HTTP request sent, awaiting response... 200 OK
Length: 13661300 (13M) [application/pdf]
Saving to: ‘data/llama2.pdf’


2023-09-20 12:55:59 (4.05 MB/s) - ‘data/llama2.pdf’ saved [13661300/13661300]



In [2]:
from pathlib import Path
from llama_hub.file.pymu_pdf.base import PyMuPDFReader

In [3]:
loader = PyMuPDFReader()
documents = loader.load(file_path="./data/llama2.pdf")

In [4]:
from llama_index.node_parser import SimpleNodeParser

node_parser = SimpleNodeParser.from_defaults(chunk_size=256)
nodes = node_parser.get_nodes_from_documents(documents)

In [49]:
from llama_index.embeddings import OpenAIEmbedding

embed_model = OpenAIEmbedding()

# generate embeddings for each node
for node in nodes:
    node.embedding = embed_model.get_text_embedding(
        node.get_content(metadata_mode="all")
    )

- To build out in-memory vector store we'll use a python dictionary.
- First we will implement embedding search, and then add metadata filtering.

In [9]:
# Define the interface: get, add, delete, query, persist
from llama_index.vector_stores.types import (
    VectorStore,
    VectorStoreQuery,
    VectorStoreQueryResult,
)
from typing import List, Any, Optional, Dict
from llama_index.schema import TextNode, BaseNode
import os


class BaseVectorStore(VectorStore):
    """Simple custom vector store
    Stores documents in a simple in-memory dict
    """

    stores_text: bool = True

    def get(self, text_id: str) -> List[float]:
        """Get embedding"""
        pass

    def add(self, nodes: List[BaseNode]) -> List[str]:
        """Add nodes to index"""
        pass

    def delete(self, ref_doc_id: str, **delete_kwargs: Any) -> None:
        """Delete nodes using with ref_doc_id
        
        Parameters
        ----------
        ref_doc_id : str
            The doc_id of the document to delete
        """
        pass

    def persist(self, persist_path: str, fs=None) -> None:
        """Persist the SipleVectorStore to a directory
        
        NOTE: Not implementing now
        """
        pass        

Let’s look at some of the classes defined here.

BaseNode is simply the parent class of our core Node modules. Each Node represents a text chunk + associated metadata.

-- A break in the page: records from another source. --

PR #381, opened 2019-10-16
fix: #389

mturilli:
It installs clean, tests fail with an import issue.


andre-merzky:
Thanks, this looks good now.  The termination issues are still blocking before release though.

andre-merzky:
The Pythin3 conversion was merged already - this branch now contains only the fix for #389 for some reason, so I renamed the PR.  That diff looks good to me, my review approval holds for the merge.

PR #394, opened 2019-12-11
Fix/issue 393

iparask:
It fixes issue #393.

PR #400, opened 2019-12-17
implement fix discussed in #399

### LINKED ISSUE #399: Workflow Processor does not advance stages
EnTK faces issues where the execution does not proceed when a stage is completed. I executed the getting started user guide example with the following stack:
```
  python               : 3.7.5
  pythonpath           :
  virtualenv           : rct_test

  radical.entk         : 0.90.6-v0.72.0-81-gad4d968c@fix-issue_393
  radical.pilot        : 0.90.8-v0.90.1-169-g1c35e226@devel
  radical.saga         : 0.90.6-bv0.72.1-67-g5deb253b@devel
  radical.utils        : 0.90.7-v0.90.3-176-g3cc0cd0@devel
```

When a stage is completed EnTK's workflow processor, check is there is a stage `post_exec` directive, [here](https://github.com/radical-cybertools/radical.entk/blob/fix/issue_393/src/radical/entk/appman/wfprocessor.py#L353).
If there is, it gets executed. If not, it checks whether the respective pipeline is completed.

This last statement is where the bug lies. When a stage post exec is executed the pipeline [goes to the new stage](https://github.com/radical-cybertools/radical.entk/blob/fix/issue_393/src/radical/entk/appman/wfprocessor.py#L412)
The pipeline does not move to the next stage if there is no post_exec, [no else](https://github.com/radical-cybertools/radical.entk/blob/fix/issue_393/src/radical/entk/appman/wfprocessor.py#L353) statement.

As a result, in the case of the getting started example, the stage number never increases, and the pipeline never get completed, and does not move in the `DONE` state. This in turn, does not allow the execution to finish.

Furthermore, I think that this bug would cause issues to any pipeline that has a stage without a post exec statement. The stage number would not be increased, as a result a completed stage would always be checked and the execution would stay there.

I suggest the following fix, [here](https://github.com/radical-cybertools/radical.entk/blob/fix/issue_393/src/radical/entk/appman/wfprocessor.py#L353):
```python
                    # Check if the current stage has a post-exec
                    # that needs to be executed
                    if stage.post_exec:
                        self._execute_post_exec(pipe, stage)
                    else:
                         pipe._increment_stage()
                    # If pipeline has completed, make state
                    # change
                    if pipe.completed:
```

I also suggest the fix to be implemented in the `fix/issue_393` branch which provides a fix for the termination calls.

andre-merzky:
This is based on branch `fix/issue_393` (I am still unsure about the branch state), and fixes #399 - but does *not* seem to fix termination issues.

### DIFF
--- a/src/radical/entk/appman/wfprocessor.py
+++ b/src/radical/entk/appman/wfprocessor.py
@@ -353,11 +353,18 @@ class WFprocessor(object):
                     if stage.post_exec:
                         self._execute_post_exec(pipe, stage)
 
-                    # If pipeline has completed, make state
-                    # change
-                    if pipe.completed:
+                    # if pipeline got suspended, advance state accordingly
+                    if pipe.state == states.SUSPENDED:
+                      self._advance(pipe, 'Pipeline', states.SUSPENDED)
 
+                    else:
+                        # otherwise perform normal stage progression
+                        pipe._increment_stage()
+
+                    # If pipeline has completed, advance state to DONE
+                    if pipe.completed:
                         self._advance(pipe, 'Pipeline', states.DONE)
+
 
                 # Found the pipeline and processed it -- no more
                 # iterations needed for the current task
@@ -404,15 +411,6 @@ class WFprocessor(object):
                         else:
                             self._advance(r_pipe, 'Pipeline', r_pipe.state)
 
-
-        if pipe.state == states.SUSPENDED:
-            self._advance(pipe, 'Pipeline', states.SUSPENDED)
-
-        else:
-            pipe._increment_stage()
-
-            if pipe.completed:
-                self._advance(pipe, 'Pipeline', states.DONE)
 
 
     # --------------------------------------------------------------------------


andre-merzky:
> I am very confused. If it is a branch out from `fix/issue_393` why is it pointed to `devel` and why this is the only change?
> 
> Can you make sure that you branched out from the correct branch and point the PR to the correct branch?

Fair enough - but I think the agreement was to merge the py3 changed toward devel to clean up, and then this PR would become small.  But either way, I'll reroute the PR!

andre-merzky:
My confusion is increasing: the diff between `fix/issue_393` and devel is zero, so how does that fix termination?

lee212:
`devel` branch includes `fix/issue_393` which explains the diff is zero. The base needs to be `devel`.

andre-merzky:
> `devel` branch includes `fix/issue_393` which explains the diff is zero. The base needs to be `devel`.

Shouldn't #394 be closed by then and  `fix/issue_393` be removed?  Either way, I'll revert the reverted base to devel :-)

iparask:
Because of this: https://github.com/radical-cybertools/radical.entk/commit/5357e08a84a257d1059b7dad1797d4741e153278

src/radical/entk/appman/wfprocessor.py
```diff
@@ -353,12 +353,19 @@ def _update_dequeued_task(self, deq_task):
...
-                    # If pipeline has completed, make state
-                    # change
-                    if pipe.completed:
+                    # if pipeline got suspended, advance state accordingly
+                    if pipe.state == states.SUSPENDED:
+                      self._advance(pipe, 'Pipeline', states.SUSPENDED)
+
+                    else:
+                        # otherwise perform normal stage progression
+                        pipe._increment_stage()
```
iparask: This will create a double pipeline increment with line 406. I am not sure how to fix it.

PR #412, opened 2020-01-28
Travis fix with documentation update for python 3

lee212:
TOC updated:
- installation
- user guide
- examples/getting started

Sections eliminated are:
- mongodb installation
- mongodb env configuration with mlab
   -  no env set leads to a default value to be loaded
- rabbitmq installation
- rabbitmq configuration
    - two.radical is exposed to use

### DIFF
--- a/docs/install.rst
+++ b/docs/install.rst
@@ -7,7 +7,7 @@ Installation
 Installing Ensemble Toolkit
 ===========================
 
-Installing Ensemble Toolkit using Pypi, or Git
+Installing Ensemble Toolkit using virtualenv
 ----------------------------------------------
 
 To install the Ensemble Toolkit, we need to create a virtual environment. 
@@ -15,11 +15,27 @@ Open a terminal and run:
 
 .. code-block:: bash
 
-        virtualenv $HOME/myenv -p python3.7
-        source $HOME/myenv/bin/activate
+        virtualenv $HOME/ve-entk -p python3.7
+        source $HOME/ve-entk/bin/activate
 
-*`-p` params indicates which python version you use, python3.6+ is required*
+- ``-p`` params indicates which python version you use, python3.6+ is required
+- python2 installation is available with the ``0.72.1`` version. Read more at
+  the troubleshooting_
 
+Activate virtualenv by:
+
+.. code-block:: bash
+
+        source $HOME/ve-entk/bin/activate
+
+.. note:: Activated env name is indicated in the prompt like: ``(ve-entk) username@two:~$``
+
+Deactivate the virtualenv, if you want to disengage. Your python won't
+recognize EnTK after deactivation.  To deactivate, run:
+
+.. code-block:: bash
+
+        deactivate
 
 It is suggested to use the released version of EnTK which you can install
 by executing the following command in your virtualenv:
@@ -29,8 +45,9 @@ by executing the following command in your virtualenv:
         pip install radical.entk
 
 
-To install a specific branch of EnTK, e.g. `devel`, you will need to clone the
-repository and checkout the branch. You can do so using the following commands:
+To install a specific branch of EnTK, e.g. `devel` instead of using pip
+installation, you will need to clone the repository and checkout the branch.
+You can do so using the following commands:
 
 .. code-block:: bash
 
@@ -49,9 +66,9 @@ printed.
 
         radical-stack
 
-          python               : 3.6.9
+          python               : 3.7.4
           pythonpath           :
-          virtualenv           : /home/hrlee/venv3/entk.py36
+          virtualenv           : /home/username/ve-entk
 
           radical.entk         : 1.0.0
           radical.pilot        : 1.0.0
@@ -67,8 +84,8 @@ Open a terminal and run (assuming you have PATH to point to ``conda``):
 
 .. code-block:: bash
 
-        conda create -n ve-entk python=3.7 -y
-        conda activate ve-entk
+        conda create -n conda-entk python=3.7 -y
+        conda activate conda-entk
 
 
 It is suggested to use the released version of EnTK which you can install
@@ -321,6 +338,8 @@ you want to access, you will have to get the certificates from the corresponding
 information is available in their user guide.
 
 
+.. _troubleshooting:
+
 Troubleshooting
 =======================
 
@@ -335,8 +354,35 @@ If virtualenv **is not** installed on your system, you can try the following.
         wget --no-check-certificate http://pypi.python.org/packages/source/v/virtualenv/virtualenv-16.7.9.tar.gz
         tar xzf virtualenv-16.7.9.tar.gz
 
-        python virtualenv-16.7.9/virtualenv.py $HOME/myenv -p python3.7
-        source $HOME/myenv/bin/activate
+        python virtualenv-16.7.9/virtualenv.py $HOME/ve-entk -p python3.7
+        source $HOME/ve-entk/bin/activate
+
+**Python 2 legacy installation**
+
+As of January 1, 2020, Python 2 support is terminated by the Python Software
+Foundation but the previous release of EnTK i.e. ``0.72.1`` allows to use Python 2.
+PyPI installation with virtualenv is:
+
+.. code-block:: bash
+
+        virtualenv $HOME/ve-entk-py2 -p python2.7
+        source $HOME/ve-entk-py2/bin/activate
+        pip install radical.entk==0.72.1
+
+```radical-stack``` confirms the versions of the radical cybertools:
+
+.. code-block:: bash
+
+        $ radical-stack
+
+          python               : 2.7.17
+          pythonpath           :
+          virtualenv           : /home/username/ve-entk-py2
+
+          radical.entk         : 0.72.1
+          radical.pilot        : 0.73.1
+          radical.saga         : 0.72.1
+          radical.utils        : 0.72.0
 
 .. comments
         **TypeError: 'NoneType' object is not callable**
--- a/docs/install.rst
+++ b/docs/install.rst
@@ -16,10 +16,9 @@ Open a terminal and run:
 .. code-block:: bash
 
         virtualenv $HOME/ve-entk -p python3.7
-        source $HOME/ve-entk/bin/activate
 
 - ``-p`` params indicates which python version you use, python3.6+ is required
-- python2 installation is available with the ``0.72.1`` version. Read more at
+- A legacy python2 installation is available with the ``0.72.1`` version. Hot fixes will be provided until Jul 2020. Read more at
   the troubleshooting_
 
 Activate virtualenv by:
@@ -45,7 +44,7 @@ by executing the following command in your virtualenv:
         pip install radical.entk
 
 
-To install a specific branch of EnTK, e.g. `devel` instead of using pip
+To install a specific branch of EnTK, e.g., `devel` instead of using pip
 installation, you will need to clone the repository and checkout the branch.
 You can do so using the following commands:
 
@@ -59,8 +58,8 @@ You can do so using the following commands:
 
 
 You can check the version of Ensemble Toolkit with the
-```radical-stack``` command-line tool. The current version should be
-printed.
+```radical-stack``` command-line tool. The currently installed version should
+be printed.
 
 .. code-block:: bash
 
@@ -97,8 +96,8 @@ by executing the following command in your conda env:
 
 
 You can check the version of Ensemble Toolkit with the
-```radical-stack``` command-line tool. The current version should be
-printed.
+```radical-stack``` command-line tool. The currently installed version should
+be printed.
 
 .. code-block:: bash
 
@@ -345,13 +344,13 @@ Troubleshooting
 
 **Missing virtualenv**
 
-This should return the version of the RADICAL-Pilot installation, e.g., `1.0.0`.
+This should return the version of the RCT installation, e.g., `1.0.0`.
 
 If virtualenv **is not** installed on your system, you can try the following.
 
 .. code-block:: bash
 
-        wget --no-check-certificate http://pypi.python.org/packages/source/v/virtualenv/virtualenv-16.7.9.tar.gz
+        wget --no-check-certificate https://pypi.python.org/packages/source/v/virtualenv/virtualenv-16.7.9.tar.gz
         tar xzf virtualenv-16.7.9.tar.gz
 
         python virtualenv-16.7.9/virtualenv.py $HOME/ve-entk -p python3.7
@@ -360,7 +359,7 @@ If virtualenv **is not** installed on your system, you can try the following.
 **Python 2 legacy installation**
 
 As of January 1, 2020, Python 2 support is terminated by the Python Software
-Foundation but the previous release of EnTK i.e. ``0.72.1`` allows to use Python 2.
+Foundation but the previous release of EnTK i.e. ``0.72.1`` allows to use Python 2.7.
 PyPI installation with virtualenv is:
 
 .. code-block:: bash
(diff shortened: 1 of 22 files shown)


docs/install.rst
```diff
@@ -70,122 +97,150 @@ by executing the following command in your conda env:
...
+                RUN apt-get update \
+                && apt-get install wget curl python python-dev python-pip python-virtualenv bzip2 -y \
+                && virtualenv ~/ve-entk \
+                && . ~/ve-entk/bin/activate \
+                && pip install radical.entk
 
-Once you execute the container, the default path will be /root (of the container).
-The EnTK virtualenv exists at ~/ve-entk (inside the container). This is useful
-to know as the examples exist inside the virtualenv.
+        You can also download the Dockerfile :download:`here <./misc/Dockerfile>`.
```
mturilli: I would update this dockerfile as suggested above.

docs/install.rst
```diff
@@ -70,122 +97,150 @@ by executing the following command in your conda env:
...
+                docker run -t -i entk
 
+        Once you execute the container, the default path will be /root (of the container).
+        The EnTK virtualenv exists at ~/ve-entk (inside the container). This is useful
+        to know as the examples exist inside the virtualenv.
 
-Installing rabbitmq
-===================
+        You can check the version of Ensemble Toolkit with the
+        ```radical-entk-version``` command-line tool. The current version should be
```
mturilli: current -> currently installed?

docs/install.rst
```diff
@@ -70,122 +97,150 @@ by executing the following command in your conda env:
...
-Installing rabbitmq as a system process (sudo privileges required)
-------------------------------------------------------------------
+        .. code-block:: bash
 
-Ensemble Toolkit relies on RabbitMQ for message transfers. Installation
-instructions can be found at <https://www.rabbitmq.com/download.html>. At
-the end of the installation run ```rabbitmq-server``` to start the server.
-RabbitMQ needs to be installed on the same machine as EnTK is installed.
+                radical-entk-version
+                0.70.0
```
mturilli: I would update to 1.0 after updating the docker file to p3.

docs/install.rst
```diff
@@ -70,122 +97,150 @@ by executing the following command in your conda env:
...
+Installation instructions can be found at
+<https://www.rabbitmq.com/download.html>. At the end of the installation run
+```rabbitmq-server``` to start the server.
+
+The following configuration defines a default server and port number to communicate.
 
 .. code-block:: bash
 
-        rabbitmq-server -detached
+        export RMQ_HOSTNAME=two.radical-project.org; export RMQ_PORT=33239
```
mturilli: I would anonymize this, especially because at the moment we do not password-protect it. Something like:
```
         export RMQ_HOSTNAME=<hostname>; export RMQ_PORT=port
```
I would also add documentation about password protected hosts. See Sean patch and relative documentation.

docs/install.rst
```diff
@@ -70,122 +97,150 @@ by executing the following command in your conda env:
...
-docker instance of rabbitmq. Assuming you have docker installed, you can
-download and run the rabbitmq instance using the following command:
+        Installing rabbitmq as a system process (sudo privileges required)
+        ------------------------------------------------------------------
 
-.. code-block:: bash
+        Ensemble Toolkit relies on RabbitMQ for message transfers. Installation
+        instructions can be found at <https://www.rabbitmq.com/download.html>. At
+        the end of the installation run ```rabbitmq-server``` to start the server.
+        RabbitMQ needs to be installed on the same machine as EnTK is installed.
```
mturilli: I would eliminate `RabbitMQ needs to be installed on the same machine as EnTK is installed.` as it is not generally true.

docs/install.rst
```diff
@@ -70,122 +97,150 @@ by executing the following command in your conda env:
...
-.. note::
-   If you are using Docker to install both EnTK and RabbitMQ, they should run
-   as two different containers. You can set the RMQ_PORT in the EnTK container
-   accordingly.
 
-Installation Video
-==================
+        The '-P' argument auto maps new ports from localhost to the ports expected by
+        rabbitmq. This is useful if you want to have multiple EnTK scripts running as
+        you would require multiple rabbitmq instances.
```
mturilli: I would eliminate `This is useful if you want to have multiple EnTK scripts running as you would require multiple rabbitmq instances` as I think this is not true anymore. Multiple EnTK should be able to share the same rabbitmq server.

docs/install.rst
```diff
@@ -70,122 +97,150 @@ by executing the following command in your conda env:
...
+                vivek@two:~$ docker run -d --name rabbit-1 -P rabbitmq:3
+                fb8ee8bfd822656a6338b7c19fa6a9641944f8bf5de5c1414fb78d049fdffc42
+                vivek@two:~$ docker ps
+                CONTAINER ID        IMAGE               COMMAND                  CREATED             STATUS              PORTS                                                                                                 NAMES
+                fb8ee8bfd822        rabbitmq:3          "docker-entrypoint..."   9 seconds ago       Up 7 seconds        0.0.0.0:32777->4369/tcp, 0.0.0.0:32776->5671/tcp, 0.0.0.0:32775->5672/tcp, 0.0.0.0:32774->25672/tcp   rabbit-1
+
+
+        Interactions between RabbitMQ and EnTK are done through port 5672 by default.
+        For the above docker instance, we need to use port 32775. In your EnTK scripts,
+        while creating the AppManager, you need to specify port=32775.
```
mturilli: I would add: `or read the port number from RMQ_PORT`.

docs/install.rst
```diff
@@ -70,122 +97,150 @@ by executing the following command in your conda env:
...
+           If you are using Docker to install both EnTK and RabbitMQ, they should run
+           as two different containers. You can set the RMQ_PORT in the EnTK container
+           accordingly.
+
+        Installation Video
+        ==================
+
+        .. raw:: html
+
+                <video controls width="800" src="_static/entk_installation_get_started.mp4"></video>
```
mturilli: Is this current? Should we update it?

docs/install.rst
```diff
@@ -197,54 +252,56 @@ GSISSH, but it requires (a) a MongoDB server and (b) a properly set-up
...
 
-The MongoDB server is used to store and retrieve operational data during the
-execution of an application using RADICAL-Pilot. The MongoDB server must
-be reachable on **port 27017** from **both**, the host that runs the
-Ensemble Toolkit application and the host that executes the MD tasks, i.e.,
-the HPC cluster (see blue arrows in the figure above). In our experience,
-a small VM instance (e.g., Amazon AWS) works exceptionally well for this.
+        The MongoDB server is used to store and retrieve operational data during the
+        execution of an application using RADICAL-Pilot. The MongoDB server must
+        be reachable on **port 27017** from **both**, the host that runs the
```
mturilli: **port 27017** -> on a specified port? I do not think we need to use 27017 right?

docs/install.rst
```diff
@@ -197,54 +252,56 @@ GSISSH, but it requires (a) a MongoDB server and (b) a properly set-up
...
+        Ensemble Toolkit application and the host that executes the MD tasks, i.e.,
+        the HPC cluster (see blue arrows in the figure above). In our experience,
+        a small VM instance (e.g., Amazon AWS) works exceptionally well for this.
```
mturilli: I would delete `exceptionally`.

docs/install.rst
```diff
@@ -197,54 +252,56 @@ GSISSH, but it requires (a) a MongoDB server and (b) a properly set-up
...
 
-**Install your own MongoDB**
+        **Install your own MongoDB**
 
-Once you have identified a host that can serve as the new home for MongoDB,
-installation is straight forward. You can either install the MongoDB
-server package that is provided by most Linux distributions, or
-follow the installation instructions on the MongoDB website:
+        Once you have identified a host that can serve as the new home for MongoDB,
+        installation is straight forward. You can either install the MongoDB
```
mturilli: straight forward -> straightforward

docs/install.rst
```diff
@@ -197,54 +252,56 @@ GSISSH, but it requires (a) a MongoDB server and (b) a properly set-up
...
+        server package that is provided by most Linux distributions, or
+        follow the installation instructions on the MongoDB website:
 
-http://docs.mongodb.org/manual/installation/
+        http://docs.mongodb.org/manual/installation/
 
-**MongoDB-as-a-Service**
+        **MongoDB-as-a-Service**
```
mturilli: Eliminate the whole `**MongoDB-as-a-Service**` 'section' as we do not support mlab anymore.

docs/install.rst
```diff
@@ -268,8 +325,8 @@ Now you can login to the machine by ``ssh machine1``.
 Source: http://nerderati.com/2011/03/17/simplify-your-life-with-an-ssh-config-file/
 
 
-Setup GSISSH Access to a machine
----------------------------------
+Setup GSISSH Access to HPC resources
+------------------------------------
 
 Setting up GSISSH access to a machine is a bit more complicated. We have documented the steps to setup GSISSH on
```
mturilli: I would start the paragraph with: `Currently, GSISSH is unsupported but several HPC platforms still require it.`

docs/install.rst
```diff
@@ -281,33 +338,63 @@ you want to access, you will have to get the certificates from the corresponding
 information is available in their user guide.
```
mturilli: Are these guides to install SSH still working? I suspect both are way outdated.

docs/install.rst
```diff
@@ -281,33 +338,63 @@ you want to access, you will have to get the certificates from the corresponding
...
 
+.. _troubleshooting:
+
 Troubleshooting
 =======================
 
 **Missing virtualenv**
 
-This should return the version of the RADICAL-Pilot installation, e.g., `0.X.Y`.
+This should return the version of the RADICAL-Pilot installation, e.g., `1.0.0`.
```
mturilli: Why RADICAL-Pilot?

docs/install.rst
```diff
@@ -281,33 +338,63 @@ you want to access, you will have to get the certificates from the corresponding
...
 
 If virtualenv **is not** installed on your system, you can try the following.
 
 .. code-block:: bash
 
-        wget --no-check-certificate https://pypi.python.org/packages/source/v/virtualenv/virtualenv-1.9.tar.gz
-        tar xzf virtualenv-1.9.tar.gz
+        wget --no-check-certificate http://pypi.python.org/packages/source/v/virtualenv/virtualenv-16.7.9.tar.gz
```
mturilli: I think this command is outdated. See `https://virtualenv.pypa.io/en/latest/installation/`. I get: 
```
$ wget --no-check-certificate http://pypi.python.org/packages/source/v/virtualenv/virtualenv-16.7.9.tar.gz
--2020-01-29 10:49:32--  http://pypi.python.org/packages/source/v/virtualenv/virtualenv-16.7.9.tar.gz
Resolving pypi.python.org (pypi.python.org)... 2a04:4e42:1b::223, 151.101.12.223
Connecting to pypi.python.org (pypi.python.org)|2a04:4e42:1b::223|:80... connected.
HTTP request sent, awaiting response... 403 SSL is required
2020-01-29 10:49:32 ERROR 403: SSL is required.
```

docs/install.rst
```diff
@@ -281,33 +338,63 @@ you want to access, you will have to get the certificates from the corresponding
...
+        tar xzf virtualenv-16.7.9.tar.gz
+
+        python virtualenv-16.7.9/virtualenv.py $HOME/ve-entk -p python3.7
+        source $HOME/ve-entk/bin/activate
+
+**Python 2 legacy installation**
+
+As of January 1, 2020, Python 2 support is terminated by the Python Software
+Foundation but the previous release of EnTK i.e. ``0.72.1`` allows to use Python 2.
```
mturilli: allows to use Python 2 -> allows to use Python 2.7

docs/install.rst
```diff
@@ -281,33 +338,63 @@ you want to access, you will have to get the certificates from the corresponding
...
 
-        python virtualenv-1.9/virtualenv.py $HOME/myenv
-        source $HOME/myenv/bin/activate
+          radical.entk         : 0.72.1
+          radical.pilot        : 0.73.1
+          radical.saga         : 0.72.1
+          radical.utils        : 0.72.0
 
-**TypeError: 'NoneType' object is not callable**
+.. comments
```
mturilli: I would eliminate this comment as we do not support python 2 anymore and above, we have mentioned only python 2.7 as the legacy version supported.

docs/user_guide/get_started.rst
```diff
@@ -16,14 +16,16 @@ You can download the complete code discussed in this section :download:`here <..
 your virtualenv under ``share/radical.entk/user_guide/scripts``.
 
 
-Use pre-configured MongoDB
-==========================
+.. comments
 
-For the purposes of this user guide, we have a MongoDB setup to use. Please run the following command to use it:
+        Use pre-configured MongoDB
```
mturilli: I would eliminate the whole 'section' `Use pre-configured MongoDB` as we do not support mlab anymore.

mturilli:
Note that Travis is broken. All the tests fail and it is still using Python 2.7. This need to be fixed before our next release on Feb 4th.

docs/install.rst
```diff
@@ -7,17 +7,34 @@ Installation
...
 ----------------------------------------------
 
 To install the Ensemble Toolkit, we need to create a virtual environment. 
 Open a terminal and run:
 
 .. code-block:: bash
 
-        virtualenv $HOME/myenv
-        source $HOME/myenv/bin/activate
+        virtualenv $HOME/ve-entk -p python3.7
```
mturilli: While working on Frontera, I saw that the suggested way to create a virtualenv with >= python3.3 is: `python3 -m venv $HOME/ve-entk` (https://docs.python.org/3/library/venv.html) should we move to this?

docs/install.rst
```diff
@@ -27,26 +44,35 @@ by executing the following command in your virtualenv:
...
+To install a specific branch of EnTK, e.g., `devel` instead of using pip
+installation, you will need to clone the repository and checkout the branch.
+You can do so using the following commands:
 
 .. code-block:: bash
 
         git clone https://github.com/radical-cybertools/radical.entk.git
         cd radical.entk
-        git checkout <branch-name>
+        git checkout devel
```
mturilli: I would leave <branch-name> so to remark the idea that this is a general purpose way to checkout whatever branch the user needs. This (used to?) happen when a fix was made specifically for a user before release.

docs/install.rst
lee212: These two are different libraries, venv is a standard lib and virtualenv is an external lib from pypi although I don't see much difference in the way of building a separate environment (directory e.g. ve-entk for site-packages). I am not against replacing virtualenv to -m venv. Let me know what you think.

andre-merzky: Maybe, in the few tests I did it worked.  But note that `venv` does behave different than virtualenv, and misses a couple of features, so maybe we use it a while and test before we recommend / document it as the default way?  If it seems stable, we can also consider using it in the agent bootstrapper.

mturilli: Fair, they are indeed different so I agree with the suggestion to test it before for a while. On Frontera and other XSEDE resource(s) (do not remember now which one, might have been stampede2/comet), with virtualenv, I was not able to update pip while I was able with venv. That was a roadblock where pip was outdated enough to fail installing RCT. Eliminating virtualenv has also the benefit to reduce of one package our dependences (a package that is not well maintaned sometimes on the HPC machines, requiring user-level installation, something that happen to me).

andre-merzky: Ack on all points...

docs/install.rst
lee212: Make sense. I will revert it back.

lee212:
> Note that Travis is broken. All the tests fail and it is still using Python 2.7. This need to be fixed before our next release on Feb 4th.

Oh I see that I forgot to merge #406 by Ioannis which updates travis CI to use python 3.6. I added it now.

lee212:
Travis is broken, not only python version but also test failures. This needs to be separated with doc update. I can create new PR for travis but hope to close this PR first for publishing new readthedocs.

lee212:
Changed base to `devel` because this PR became Travis repair along with documentation update for python3.

lee212:
I confirm that most of failed cases before have been fixed now. RP related tests may fail but it will be resolved once #radical-cybertools/radical.pilot/pull/2041 is merged to `master` and released.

We also use some lower-level constructs, for instance our VectorStoreQuery and VectorStoreQueryResult. These are just lightweight dataclass containers to represent queries and results. We look at the dataclass fields below.

In [11]:
from dataclasses import fields

{f.name: f.type for f in fields(VectorStoreQuery)}

{'query_embedding': typing.Optional[typing.List[float]],
 'similarity_top_k': int,
 'doc_ids': typing.Optional[typing.List[str]],
 'node_ids': typing.Optional[typing.List[str]],
 'query_str': typing.Optional[str],
 'output_fields': typing.Optional[typing.List[str]],
 'embedding_field': typing.Optional[str],
 'mode': <enum 'VectorStoreQueryMode'>,
 'alpha': typing.Optional[float],
 'filters': typing.Optional[llama_index.vector_stores.types.MetadataFilters],
 'mmr_threshold': typing.Optional[float],
 'sparse_top_k': typing.Optional[int]}

In [12]:
{f.name: f.type for f in fields(VectorStoreQueryResult)}

{'nodes': typing.Optional[typing.Sequence[llama_index.schema.BaseNode]],
 'similarities': typing.Optional[typing.List[float]],
 'ids': typing.Optional[typing.List[str]]}

In [14]:
# 2. Define add, get, delete
class VectorStore2(BaseVectorStore):
    """VectorStore wtih add/get/delete methods"""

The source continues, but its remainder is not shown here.